So I have a homework question which I have no idea how to start.
Let $E_0$ be a dense subspace of the normed space $E$. Let $T_0:E_0 \rightarrow F$ be a bounded linear operator into the Banach space $F$.
(i) Show that $T_0$ can be uniquely extended to a bounded linear operator $T:E \rightarrow F$.
(ii) Prove that $\|T\| = \|T_0\|$.
Any hints would be much appreciated!
Best Answer
HINT: Imagine for a moment that an extension $T$ of $T_0$ exists and take $x\in E\setminus E_0$. Since $E_0$ is dense, you can approximate $x$ with a sequence $x_n\in E_0$. Since our "imaginary" operator $T$ is continuous, it must hold that $$\tag{1}Tx=\lim_{n\to \infty} T_0 x_n.$$ Now go back to reality, where $T$ does not exist yet. You need to construct it. The formula (1) gives you an obvious candidate, but you have to check that it makes sense at all points $x\in E$ and that it is independent of the choice of an approximating sequence $x_n$.

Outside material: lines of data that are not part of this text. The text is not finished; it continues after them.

PR #3392, opened 2016-05-25
Add ms-flexbox vendor prefix for navbar

gdpelican:


robguthrie:
Oh.. this is why we have a mixin for flexbox.

Maybe use that?

gdpelican:
Oh, perfect, didn't know about that. Done.

PR #3393, opened 2016-05-26
Branded invitation email

HSalmon:
screen shot 2016-05-26 at 2 16 29 pm
screen shot 2016-05-26 at 2 17 14 pm
screen shot 2016-05-26 at 2 18 58 pm
screen shot 2016-05-26 at 2 19 21 pm


HSalmon:
Would love a review if someone's got capacity, @robguthrie, @gdpelican, @rdbartlett, @mhjb

mhjb:
I'd like to help, but I don't think I know how to set up Loomio locally to send real emails. Could it go on loomiotest perhaps?

app/mailers/invite_people_mailer.rb
```diff
@@ -13,7 +13,7 @@ def to_start_group(invitation:,
 
   def to_join_group(invitation:, locale:, subject_key: "email.to_join_group.subject")
     @invitation = invitation
-    @message_body = invitation.message
+    @message_body = invitation.message unless invitation.message.blank?
```
gdpelican: I don't get this; why have a check for blank here? Isn't it okay if it's blank since we do

```
- if @message_body
```

later?

gdpelican:
Did we decide against user avatars next to the inviter?

app/mailers/invite_people_mailer.rb
HSalmon: Ha, I got carried away. I'll fix it up

HSalmon:
Personally I feel like an avatar isn't necessary for this iteration

gdpelican:
I'm fairly certain we'll want to use mailer layouts here
(http://guides.rubyonrails.org/action_mailer_basics.html#action-mailer-layouts)

rather than having a `mailer_header` partial.

I'm not 100% on what the best way to go on the layout stuff is, but a couple options would be:

- Have one layout for all mailers:
```
# layouts/base.html.haml
.header-stuff
= yield
.footer-stuff
```
```
# mailers/thread_mailer, mailers/user_mailer
layout :base
```

- Have a layout each for `thread_mailer`, `invite_people_mailer`, and `user_mailer`, with partials to cover what's common between them. (Maybe only the thread mailer needs a footer to ensure we're clipping signatures, but the others don't, or maybe the appearance needs to be slightly different for an invite email vs a reset password email.)
```
# layouts/thread_mailer.html.haml
render 'mailers/header'
= yield
render 'mailers/footer'
```
```
# layouts/user_mailer.html.haml
render 'mailers/header'
= yield
```

NB: I'm happy with it as it is, but I think layouts will be the way to go as we add more.

gdpelican:
This is a really great step up. 🍏

gdpelican:
PS A smoke test of this on loomiotest would be lovely. :D

PR #3399, opened 2016-05-28
Don't overflow images in proposal outcomes

gdpelican:


gdpelican:
Merging this one as it's a gimme :)

PR #3400, opened 2016-05-29
Polymentions

gdpelican:
This one blew out a bit, primarily because the event / notification system is not set up for polymorphism, because it primarily cares about 'what is the kind of this event?' when serializing.

(IE, now that 'user_mentioned' is polymorphic, I can't figure out what to serialize based on `event.kind`, but I can figure it out based on `event.eventable.class`)

With this I've changed it across the board to care about 'what class is the eventable for this event?' rather than 'what is the kind of this event', which I think is the right way to go here for a more flexible solution.

The other option here would be to add 'comment_user_mention', 'motion_user_mention', and 'discussion_user_mention' event kinds... my gut reaction is that that kinda sucks.


angular/core/components/notifications/notification_controller.coffee
```diff
@@ -1,19 +0,0 @@
-angular.module('loomioApp').controller 'NotificationController', ($scope, LmoUrlService, Records) ->
```
gdpelican: This was unused, heh

angular/core/components/notifications/notifications.haml
```diff
@@ -9,6 +9,6 @@
       %ul.selector-list
         %li.selector-list-header{translate: "notifications.header", role: "heading"}
         %li.selector-list-item.media{ng-class: "{'lmo-active': !notification.viewed}", ng-repeat: "notification in notifications() | orderBy: '-createdAt' track by notification.id"}
-          %a.selector-list-item-link{class: "navbar-notifications__{{notification.kind()}}", lmo-href-for: "notification.relevantRecord()", lmo-href-action: "{{notification.actionPath()}}", ng-click: "broadcastThreadEvent(notification)"}
+          %a.selector-list-item-link{class: "navbar-notifications__{{notification.kind()}}", lmo-href-for: "notification.actionModel()", lmo-href-action: "{{notification.actionPath()}}", ng-click: "broadcastThreadEvent(notification)"}
```
gdpelican: We're in the somewhat odd position of determining the href of the link from outside the item's controller, so the notification needs to know about where it's linking to in `actionModel()`

This could be improved, probably.

angular/core/components/thread_page/activity_card/discussion_edited_item_controller.coffee
```diff
@@ -1,6 +1,6 @@
-angular.module('loomioApp').controller 'DiscussionEditedItemController', ($scope) ->
-  discussion = $scope.event.discussion()
-  version = $scope.event.version()
+angular.module('loomioApp').controller 'DiscussionEditedItemController', ($scope, Records) ->
+  version    = Records.versions.find($scope.event.eventable.id)
+  discussion = Records.discussions.find(version.discussionId)
```
gdpelican: Each event, in addition to serializing out the relevant records, now comes with an 'eventable' hash which looks like

```
eventable: {
  id: 1,
  type: 'discussion'
}
```

That makes it pretty easy to find an event's eventable through the `Records` interface.

gdpelican: Actually, looking at this with fresh eyes, it should probably be

```
# event_model.coffee
eventable: ->
  @recordStore[@eventable.type].find(@eventable.id]
```
which I think we do with notifications.

Anyway this is a solid step up for now.

angular/core/models/event_model.coffee
```diff
@@ -4,53 +4,24 @@ angular.module('loomioApp').factory 'EventModel', (BaseModel) ->
...
-      'motion_outcome_created':         'proposal',
-      'new_comment':                    'comment',
-      'comment_liked':                  'comment',
-      'comment_replied_to':             'comment',
-      'user_mentioned':                 'comment',
-      'invitation_accepted':            'membership',
-      'new_coordinator':                'membership'
-    }
+    @eventTypeMap:
+      group:              'groups'
```
gdpelican: Simplifies the event lookup a lot by going off of what kind of eventable is is, rather than what event kind it is.

(this says, 'if the event type is discussion, use Records.discussions to find it by eventable id)

angular/core/models/notification_model.coffee
```diff
@@ -7,19 +7,27 @@ angular.module('loomioApp').factory 'NotificationModel', (BaseModel) ->
...
+    model:      -> @event().model()
+    kind:       -> @event().kind
 
     group: ->
-      @event().group()
+      switch @model().constructor.singular
+        when 'group' then @model()
+        else              @model().group()
+
+    discussion: ->
```
gdpelican: I found it handy to have a helper function for an event's discussion and group.

It enforces the hierarchy! But is quite handy.

angular/core/services/mention_service.coffee
```diff
@@ -0,0 +1,14 @@
+angular.module('loomioApp').factory 'MentionService', (Records, Session) ->
+  new class MentionService
+    applyMentions: (scope, model) ->
+      scope.updateMentionables = (fragment) ->
```
gdpelican: Turns out the code for mentions works everywhere; this is pasted straight from the existing code.

app/controllers/api/restful_controller.rb
```diff
@@ -48,18 +48,29 @@ def public_records
...
+      respond_with_collection scope: scope, serializer: serializer, root: root
     else
       respond_with_errors
     end
   end
 
-  def resource_options(scope:, serializer:, root:)
-    if @event.is_a?(Event)
-      { resources: [@event], scope: scope, serializer: EventSerializer, root: :events }
+  def respond_with_collection(scope: default_scope, serializer: resource_serializer, root: serializer_root)
```
gdpelican: Okay, I've highlighted the 'serializing events vs serializing models' here a bit more, although it's the same logic.

- If @event is an Event, then we're serializing out events.
- The way we do this, is wrap up the events into an EventCollection, then serialize that
- An EventCollection serializer is real simple; it `has_many :events`
- The reason we do this is that it allows the individual events to choose their own serializer (A new_motion event can serialize a motion, a discussion_edited can serialize a version, etc.) This simplifies the logic tremendously (check out `app/serializers/events/*_serializer.rb`), and there's no way to do this with ActiveModel::ArraySerializer, which requires a single `each_serializer` option to specify one serializer for the whole array.

app/extras/queries/users_to_mention_query.rb
```diff
@@ -0,0 +1,5 @@
+class Queries::UsersToMentionQuery
+  def self.for(model)
+    model.mentioned_group_members - model.group.users.mentioned_in(model)
```
gdpelican: This is a bit different, but much easier to track. It goes 'The users to mention are the group members mentioned in this body, sans the group members who have been mentioned in this model before (<-- users who have a 'user_mentioned' event associated with this model)'

I _think_ this is way better than how we were doing it before, which was to look at the previous iteration and determine a diff based on the two sets of mentions.

The subtle change in behaviour here is we lose is the case 'I mention @bob. He is notified. I remove @bob and mention @alice. She is notified. I remove @alice and mention @bob again. He is notified again.'

^^ I think not having that is perfectly acceptable behaviour, and quite possibly better.

app/models/event.rb
```diff
@@ -26,6 +26,12 @@ class Event < ActiveRecord::Base
 
   acts_as_sequenced scope: :discussion_id, column: :sequence_id, skip: lambda {|e| e.discussion.nil? || e.discussion_id.nil? }
 
+  def active_model_serializer
+    "Events::#{eventable.class.to_s.split('::').last}Serializer".constantize
```
gdpelican: This is a hook into active model serializers, which lets the model say how it should be serialized.

It looks at the eventable class to determine if there should be any special serializer behaviour (like, if it's a motion eventable, we need say 'root: :proposals' for example), otherwise go with the Events::BaseSerializer

app/models/events/comment_replied_to.rb
```diff
@@ -5,16 +5,4 @@ def self.publish!(comment)
            eventable: comment,
            created_at: comment.created_at).tap { |e| EventBus.broadcast('comment_replied_to_event', e, comment.parent.author) }
   end
-
-  def group_key
```
gdpelican: All of these event-specific methods can go; they were only used in beta.

app/serializers/comment_serializer.rb
```diff
@@ -2,10 +2,10 @@ class CommentSerializer < ActiveModel::Serializer
   embed :ids, include: true
   attributes :id, :body, :mentioned_usernames, :created_at, :updated_at, :parent_id, :parent_author_name, :versions_count
 
-  has_one :author, serializer: UserSerializer, root: 'users'
+  has_one :author, serializer: UserSerializer, root: :users
```
gdpelican: I was running into a thing where AMS was serializing out a 'users' key and a :users  key, which b0rked things pretty badly. Normalized on symbols because that's what AMS defaults to.

app/serializers/event_serializer.rb
```diff
@@ -1,132 +0,0 @@
-class EventSerializer < ActiveModel::Serializer
```
gdpelican: So good to be rid of this!

app/services/comment_service.rb
```diff
@@ -37,14 +37,13 @@ def self.destroy(comment:, actor:)
...
   def self.update(comment:, params:, actor:)
-    new_mentions = comment.new_mentions_in(params[:body])
     comment.edited_at = Time.zone.now
     comment.body = params[:body]
 
     return false unless comment.valid?
     actor.ability.authorize! :update, comment
     comment.save!
 
-    EventBus.broadcast('comment_update', comment, new_mentions)
```
gdpelican: Getting rid of the `new_mentions_in` method also means we can normalize the EventBus broadcasts to 'model, params, actor'

Eventually of course we want to move to named parameters, but for now this is a good thing.

PR #3402, opened 2016-05-30
Change new user email defaults

mhjb:
I'm confused. I made this change, but it isn't reflected when I look at Patrick's email settings:

image

### DIFF
--- a/db/migrate/20160530084434_set_new_email_defaults.rb
+++ b/db/migrate/20160530084434_set_new_email_defaults.rb
@@ -1,0 +1,6 @@
+class SetNewEmailDefaults < ActiveRecord::Migration
+  def change
+    change_column :users, :email_on_participation, :boolean, default: false
+    change_column :users, :default_membership_volume, :integer, default: 2
+  end
+end
--- a/db/schema.rb
+++ b/db/schema.rb
@@ -11,7 +11,7 @@
 #
 # It's strongly recommended that you check this file into your version control system.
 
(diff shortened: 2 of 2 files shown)


gdpelican:
Hm, default will only take place for new users (it doesn't touch existing records) so you'll have to make sure patrick has been wiped and recreated before you see the changes. You could try visiting `/development/email_settings_as_logged_in_user` to ensure the default is picked up correctly.

Also, I don't think we can get away with editing `schema.rb` directly, so we'll want to write a migration:

```
rails g migration set_new_email_defaults # => makes a new migration
```
```
# db/migrate/{{big_fat_timestamp}}_set_new_email_defaults.rb
class SetNewEmailDefaults < ActiveRecord::Migration
  def self.change
    change_column :users, :email_on_participation, :boolean, default: false
  end
end
```

relevant docs: http://edgeguides.rubyonrails.org/active_record_migrations.html#creating-a-standalone-migration

mhjb:
thanks very much James.

mhjb:
Thanks again James. It's looking good now I think.

image

Would it make sense to put it on clone or test to check that emails do what they oughta?

gdpelican:
Sure, I've pushed this to clone for testing.

mhjb:
Thanks James. FYI, @HSalmon is picking this up now

gdpelican:
@HSalmon since this is a well-tested part of the app, we'll need to update
the tests to reflect the new intended functionality.

gdpelican:
Closing in favour of #3403

PR #4363, opened 2017-11-01
update moment locale from user.locale

### LINKED ISSUE #4349: {{time}} template is not using momentjs locales
In client translations, some strings use the {{time}} template (closing in, closed, etc.). This time template can be displayed as relative time, instead of the timestamp, but the relative time is always in english (in or ago etc.)

It seems that [momentjs supports a lot of locales](https://momentjs.com/), but Loomio requires "moment" and not "moment-with-locales": for example, in French, Loomio displays "3 years ago" or "in 3 days" instead of "il y a 3 ans" or "dans 3 jours" as it should with locales.

Thanks to @uportalis and @swergas for pointing this out and in #3898.

robguthrie:
fixes #4349


angular/core/components/profile_page/profile_page_controller.coffee
```diff
@@ -2,15 +2,16 @@ angular.module('loomioApp').controller 'ProfilePageController', ($scope, $rootSc
   $rootScope.$broadcast('currentComponent', { titleKey: 'profile_page.profile', page: 'profilePage'})
 
   @showHelpTranslate = => AppConfig.features.help_link
-  
+
   @init = =>
     return unless AbilityService.isLoggedIn()
     @user = Session.user().clone()
-    $translate.use(@user.locale)
```
gdpelican: Should be able to drop $translate from the list of dependencies here

angular/tasks/config/vendor.yml
```diff
@@ -2,7 +2,7 @@
 path: node_modules
 js:
   - bowser/bowser.js
-  - moment/moment.js
+  - moment/min/moment-with-locales.min.js
```
gdpelican: Hm. This adds about 200k to our payload and I'm not convinced it's worth it.

screen shot 2017-11-01 at 3 33 11 pm

robguthrie:
@gdpelican thanks for the suggestion, hows this? Those two polyfils are pretty light.

angular/core/services/session.coffee
```diff
@@ -19,6 +19,13 @@ angular.module('loomioApp').factory 'Session', ($rootScope, $location, $translat
 
     user
 
+  setLocale: (locale) ->
+    $translate.use(locale)
+    lc_locale = locale.toLowerCase()
+    fetch("/client/moment_locales/#{lc_locale}.js").then((resp) -> resp.text()).then (data) ->
+      eval(data)
```
robguthrie: @gdpelican have a think about if you're ok with this eval statement. I think it's safe, but would like you to double check.

PR #4370, opened 2017-11-02
rewrite preferred locale code (needs review)

robguthrie:
we have a huge number of locale files, only a few have more than 50% of the app strings.

define a list of supported locales
define a way to fall back from a specifc to a more general locale, or to a similar locale

eg: 'pt-BR' falls back to 'es', and 'en-US' falls back to 'en'
however zh_TW is supported, so other zh dialects should fall back to zh_TW

let me know what other rspec tests I should write here.

I've also removed lots of duplicate locale files


app/helpers/locales_helper.rb
```diff
@@ -1,74 +1,80 @@
...
-    end
+  def strict_filter(locales)
+    Array(locales).compact.select do |locale|
+      supported_locales.select{|supported_locale| supported_locale == normalize(locale)}.first
+    end.first
   end
 
-  private
+  def fuzzy_filter(locales)
+    Array(locales).compact.map do |locale|
```
gdpelican:
```
def fuzzy_locales_for(locales)
  Array(locales).map { |l| [normalize(l), strip_dialect(l), fallback_for(l)] }.flatten
end

def fuzzy_filter(locales)
  (fuzzy_locales_for(locales) & supported_locales).first
end
```

app/helpers/locales_helper.rb
```diff
@@ -1,74 +1,80 @@
...
   end
 
-  def locales_from_browser_detection
-    parser = HttpAcceptLanguage::Parser.new(request.env["HTTP_ACCEPT_LANGUAGE"])
-    locales = parser.user_preferred_languages +
-              parser.user_preferred_languages.map { |l| l.split('-').first } # to catch locales like fr-fr, or en-nz
-    filter_locales(locales, detectable_locales)
+  def user_selected_locale
+    return nil unless current_user&.is_logged_in?
+    current_user.selected_locale
```
gdpelican: current_user always returns something, so it won't be nil, it'll be a LoggedOutUser
So I think we'd rather just have LoggedOutUser respond to `selected_locale`? (I think it might do this already)

Then we can just called `current_user.selected_locale` instead of having this method

gdpelican: Same for user_detected_locale; in fact it might make sense to just push down a method onto user (and Logged out user like `best_locale`

```
# user.rb
def best_locale
  selected_locale || detected_locale
end

# logged_out_user.rb
nil_methods :best_locale
```

app/helpers/locales_helper.rb
```diff
@@ -1,74 +1,80 @@
...
+    I18n.locale = preferred_locale
     yield if block_given?
     save_detected_locale
   end
 
-  def selectable_locales
-    Loomio::I18n::SELECTABLE_LOCALES
+  def preferred_locale
+    strict_filter(params[:locale]) ||
+    fuzzy_filter(user_selected_locale) ||
```
gdpelican: Hey, do you think we could do something like

```
strict_filter(params[:locale]) ||
fuzzy_filter([
  current_user.selected_locale,
  browser_detected_locales,
  current_user.detected_locale,
  I18n.default_locale
].flatten)
```

so that we only have to iterate through one array?

app/helpers/locales_helper.rb
```diff
@@ -1,74 +1,80 @@
...
   end
 
-  def detectable_locales
-    Loomio::I18n::DETECTABLE_LOCALES
-  end
-
-  def rtl_locales
-    Loomio::I18n::RTL_LOCALES
+  def supported_locales
+    YAML.load_file(Rails.root.join('config', 'locales.yml'))["supported_locales"]
```
gdpelican: I'd recommend throwing this into AppConfig, like this:

```
# app_config.rb
CONFIG_FILE = %w(... locales)
```
then
```
AppConfig.locales['supported_locales']
```

which means we likely don't need this method either.

app/helpers/locales_helper.rb
```diff
@@ -1,74 +1,80 @@
...
-    filter_locales(current_user.selected_locale, selectable_locales)
+  def fallback_for(locale)
+    fallbacks[locale] || fallbacks[strip_dialect(locale)]
   end
 
-  def locales_from_saved_browser_detection
-    return unless current_user&.is_logged_in?
-    filter_locales(current_user.detected_locale, selectable_locales)
+  def fallbacks
+    YAML.load_file(Rails.root.join('config', 'locales.yml'))["fallbacks"]
```
gdpelican: This can get called through AppConfig via

```
AppConfig.locales['fallbacks']
```

robguthrie:
Thanks for the perspective @juliencarnot - I'll stop using it to fallback across languages, and instead just fallback to dialects where there is a translation. ie fallback from zh to zh_TW and nl to nl_TW.

Then we'll make better use of the browser detected locales array anyway.

I'm not feeling the energy to change much more right now, but I would like to link to our transifex page and make a short CTA for translation support on the profile page.

juliencarnot:
@robguthrie sounds good to me! I'll copy my proposal of language switch in an issue, for future evaluation.

PR #4371, opened 2017-11-02
fixes incorrect reference to string in locales

juliencarnot:
This should allow to display the locale string instead of its name.


gdpelican:
Thanks @juliencarnot !

PR #4379, opened 2017-11-03
adds the missing sizes of (optimized) icons and set theme color to the manifest.json

juliencarnot:
just marginal improvements towards progressive web app support...


app/controllers/manifest_controller.rb
```diff
@@ -9,11 +9,31 @@ def show
       orientation: 'portrait',
       start_url: '/dashboard',
       background_color: '#ffffff',
-      theme_color: '#ffffff',
+      theme_color: '#AED9EB',
       icons: [{
-        src:   [root_url.chomp('/'), AppConfig.theme[:icon_src]].join(''),
```
gdpelican: Since this is a white-labelled app (it has customizable branding based on which instance we're running), we'll want to keep the reference to the `AppConfig.theme` values in here... and likely expand a bit so that the theme color / background color looks at the current theme as well.

juliencarnot: Right, thanks for the explanation. Should be better now...

PR #4380, opened 2017-11-03
add seen by count to discussion context

robguthrie:
Adds a "Seen by " to the metadata line on discussion context panel.

Issues:
I'd like to only update discussion readers count on reader create... how?

And in dev mode, creating a discussion ends up with Seen by 3, including Loomio Bot and Jennifer Grey.. just sometimes. WTF?

image

### DIFF
--- a/angular/core/components/thread_page/context_panel/context_panel.haml
+++ b/angular/core/components/thread_page/context_panel/context_panel.haml
@@ -45,9 +45,9 @@
     %span.nowrap.context-panel__discussion-privacy.context-panel__discussion-privacy--public{ng-show: "!discussion.private"}>
       %i.mdi.mdi-earth>
       %span{translate: "common.privacy.public"}>
-    %span{ng-show: "discussion.discussionReadersCount > 0"}>
+    %span{ng-show: "discussion.seenByCount > 0"}>
       %span{aria-hidden: "true"}>·
-      %span.context-panel__seen_by_count{ translate: "thread_context.seen_by_count", translate-value-count: "{{discussion.discussionReadersCount}}"}
+      %span.context-panel__seen_by_count{ translate: "thread_context.seen_by_count", translate-value-count: "{{discussion.seenByCount}}"}
     %outlet{name: "after-thread-title", model: "discussion"}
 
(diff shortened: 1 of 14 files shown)


robguthrie:
Also remove specific font size from timeago, because it looks better when it just inherits.

gdpelican:
Which route(s) show seen by 3, as opposed to the expected seen by 1?

robguthrie:
@gdpelican setup_discussion

gdpelican:
My hunch is that readers are being created when an email is being sent out,
rather than when it's read for the first time. I think you want to
constrict to where last_read_at != nil

gdpelican:
Seems like a good enough reason to keep last_read_at around past nested
comments.

gdpelican:
Also you mmmay want to consider live updating that seen by number through a memo or something. 

Would be cool to see your post get acknowledged in real time, plus there's the weird thing of '3 people have read a discussion. I visit it for the first time. Because I 'read' it after I visit the page, those 3 people don't include me. When I reload the page, it'll say '4 people have read it', which will include me.'

gdpelican:
For the only on create thing, it looks like `update_counter_cache` passes options through to each of the callbacks

```
def update_counter_cache(association, column_name, options = {})
  method = # make a callback method
  after_create method, options
  after_update method, options
  after_destroy method, options
end
```

So something like

```
update_counter_cache :discussion, :discussion_readers_count, if: :update_cache?
def update_cache?
  new_record? || destroyed?
end
```
might work.

gdpelican:
https://github.com/cedric/custom_counter_cache/pull/23

I think best might be to point to my branch for now; it may take him a bit to respond and/or merge. I have a hunch it's a really good idea to go back and apply `except: :update` for all the counters we can; it slows down a lot of our update actions.

robguthrie:
Thanks for the help, @gdpelican. The live update should just work, as anything that references a discussion should include it in it's serialisation.  I'll finish it up tomorrow.

gdpelican:
Hm, looks like we serialize discussion reader updates to the user, but not
to the discussion's channel (event_bus.rb#70). So I guess you'd see your
own come in, but I still think it'd be nice to see that number live update
as more people read it in real time.

robguthrie:
oh right! I'm not sure I mind about that experience, given that it will be updated when other comments etc come though, and when you visit the page, I think I'm ok with it not updating on new reads for now.

Issue #4381, opened 2017-11-03
Muting explanation is not displayed but loads images on dashboard page


juliencarnot:
The dashboard page loads [loomio/public/img/mute-small.png](https://github.com/loomio/loomio/blob/master/public/img/mute-small.png) 4.36 KB  and [loomio/public/img/mute.png](https://github.com/loomio/loomio/blob/master/public/img/mute.png) 20.7 KB, both on desktop and mobile.

These screen captures look outdated and I couldn't find where and how they are displayed, if they are. From the following code, it looks like it should be showed on the muted threads page if the user has no muted threads, but it doesn't:

![capture du 2017-11-03 12-05-25](https://user-images.githubusercontent.com/3848493/32370979-56075776-c08f-11e7-8eeb-6db79005b55b.png)

[/angular/core/components/dashboard_page/dashboard_page.haml](https://github.com/loomio/loomio/blob/master/angular/core/components/dashboard_page/dashboard_page.haml) line 21:
`.dashboard-page__explain-mute{ng-show: "dashboardPage.filter == 'show_muted' && !dashboardPage.userHasMuted()"}
          %p
            %strong{translate: "dashboard_page.explain_mute.title"}
          %p{translate: "dashboard_page.explain_mute.explanation_html"}
          %p{translate: "dashboard_page.explain_mute.instructions"}
          .dashboard-page__mute-image--large{ng-if: "dashboardPage.showLargeImage()"}
            %img{src: "/img/mute.png"}
          .dashboard-page__mute-image--small{ng-if: "!dashboardPage.showLargeImage()"}
            %img{src: "/img/mute-small.png"}
          %p{translate: "dashboard_page.explain_mute.see_muted_html"}`

Can this code and resources be safely removed?

robguthrie:
if we change ng-show to ng-if then it wont load the resources when they're not used. I don't think.

When you first mute a thread, we display a modal, are those images used then?

I think I'm ok with removal though. @gdpelican what's your take?

juliencarnot:
You were right, it displays only before the user has used the feature, which is a good feature:
![nevermuted](https://user-images.githubusercontent.com/3848493/32403996-62bea6aa-c147-11e7-89d0-6274920dff4c.png)

I'll PR the ng-show to ng-if change and updated/optimized captures.

juliencarnot:
[...]

PR #4385, opened 2017-11-04
replaces ng-show by ng-if to remove from DOM when test is false, opti…

juliencarnot:
…mizes captures
See #4381


gdpelican:
Sssseems good to me!

PR #4388, opened 2017-11-04
Add anonymous voting

gdpelican:
I threw this together in about 2 hours and am not certain how I feel about it yet... but the experience so far is really great.

From Patrick's point of view:
screen shot 2017-11-05 at 2 01 20 am

From Jenn's point of view:
screen shot 2017-11-05 at 2 02 15 am

Option on the form:
screen shot 2017-11-05 at 2 06 23 am

Things to do:
- Write tests around when to not serialize out stance participants
- Update emails to reflect anonymous votes
- Ensure that notifications (ie 'X voted on your proposal') don't leak participant info (or maybe make those options exclusive?)

NB that I've excluded the anonymous option for time poll, because I couldn't imagine that ever making sense.


juliencarnot:
I added my thoughts about this on:
https://www.loomio.org/d/gUbpokjN/a-secret-vote

PR #4394, opened 2017-11-06
404 on guest groups

gdpelican:
..so that we don't get lots of errors about loading things for them.

We'll also want to figure out _why_ people are visiting guest groups, and fix that UI hiccup as well.


robguthrie:
LGTM! thanks!

Issue #4339, opened 2017-10-16
ranked choice display bug


robguthrie:
![image](https://user-images.githubusercontent.com/486367/31597017-93621e62-b2a2-11e7-8604-9e4408eea977.png)

I can circle back and fix soon if you'd rather not

gdpelican:
I see an easy fix for truncating the long titles, but a quick look didn't yield a way to break them into multiple lines the way we do for dot votes / polls. Which is the right fix here?

robguthrie:
I think we want them to all work the same way. so I'd +1 investigating how to break lines.

PR #4400, opened 2017-11-08
removes white-space:nowrap to allow long option wrapping

juliencarnot:
should fix https://github.com/loomio/loomio/issues/4339

### DIFF
--- a/angular/core/components/poll/common/ranked_choice_chart/poll_common_ranked_choice_chart.coffee
+++ b/angular/core/components/poll/common/ranked_choice_chart/poll_common_ranked_choice_chart.coffee
@@ -31,4 +31,4 @@ angular.module('loomioApp').directive 'pollCommonRankedChoiceChart', (AppConfig,
 
     $scope.styleData = (option) ->
       'background-image': backgroundImageFor(option)
-      'width': percentageFor(option)
+      'background-size': percentageFor(option)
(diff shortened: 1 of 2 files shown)


robguthrie:
Thanks @juliencarnot. 
I would love to just merge this but I don't know what the effects are. 

Have you tested in some browsers, if so, which ones? I love screenshots if you're able to snap one.

We "officially" support ie11 (just barely), chrome, firefox and safari, from mobile (eg: iphone4 size) to desktop sizes. Usually we just resize the desktop browser window to test how things look.

Are you able to give some feedback on how this works? Sorry to be a drag

juliencarnot:
Sure, I tested in Firefox and Chromium:
before:
before

after:
after

I don't have access to IE/Edge, but I'm pretty confident the text will wrap as it does for other polls!

juliencarnot:
hum, hadn't notice the mess in the last column, will look into it and try to find a solution

juliencarnot:
I think this is a better solution:
afterafter

background-size is supported by IE 11 and all modern browsers, it allows the text to use 100% of the space and not only of the bar.

robguthrie:
thanks for sorting this out... really helpful. Yes, background-size has been the successful method for other bar charts.

gdpelican:
Thanks heaps @juliencarnot :)

PR #4407, opened 2017-11-12
update versions and add a few details for installing on linux

juliencarnot:
updates versions in doc and helping to check for updates, and adds instructions for linux psql


gdpelican:
This is perfect, thank you!

PR #4414, opened 2017-11-13
dev doc: removes unnecessary npm install, adds yarn

juliencarnot:
After the [details](https://www.loomio.org/d/iZxd3o9f/common-errors-on-update-from-upstream) from @robguthrie


robguthrie:
Good improvement thank you.
Not sure why it's conflicting rn.
Also a minor thing, I don't think try `gulp compile` again adds much, one could just try gulp dev again.

gdpelican:
Thanks again for your work @juliencarnot !

juliencarnot:
@robguthrie `gulp dev` still stalls after the compile-fast step on my install, but `gulp compile` works...

gdpelican:
Hmmmm... I ddon't think gulp dev is stalling, rather it's running a watch
which will update your files automatically when you change them. I wouldn't
expect `gulp dev` to complete unless you manually kill it.

juliencarnot:
That makes a lot of sense! Thanks for the explanation!

robguthrie:
ah hah! now we all understand! :)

EDIT. Никита Васильев asked for more details in the comment section. Ok, here they are; we want (1) to be a consistent definition of an operator $T\colon E\to F$. For that, we need two things; first, the limit must exist, and second, if we choose another sequence $x_n'\in E_0$ such that $x_n'\to x$, then $$\tag{2} \lim_{n\to \infty} T_0x_n'= \lim_{n\to \infty} T_0 x_n.$$ To prove the first thing, we observe that the boundedness of $T_0$ gives $$ \lVert T_0x_n-T_0 x_m\lVert \le C\lVert x_n-x_m\rVert.$$ From this it immediately follows that $(T_0 x_n)$ is Cauchy, because $x_n$ is. And since $F$ is complete, this assures that the limit exists. To prove the second thing, we note that $$ \lVert T_0 x_n- T_0x_n'\lVert\le C\lVert x_n-x_n'\rVert; $$ now, since $x_n$ and $x_n'$ converge to the same limit, $\lVert x_n-x_n'\rVert\to 0$. We conclude that $\lVert T_0x_n-T_0x_n'\rVert\to 0$, which immediately implies (2).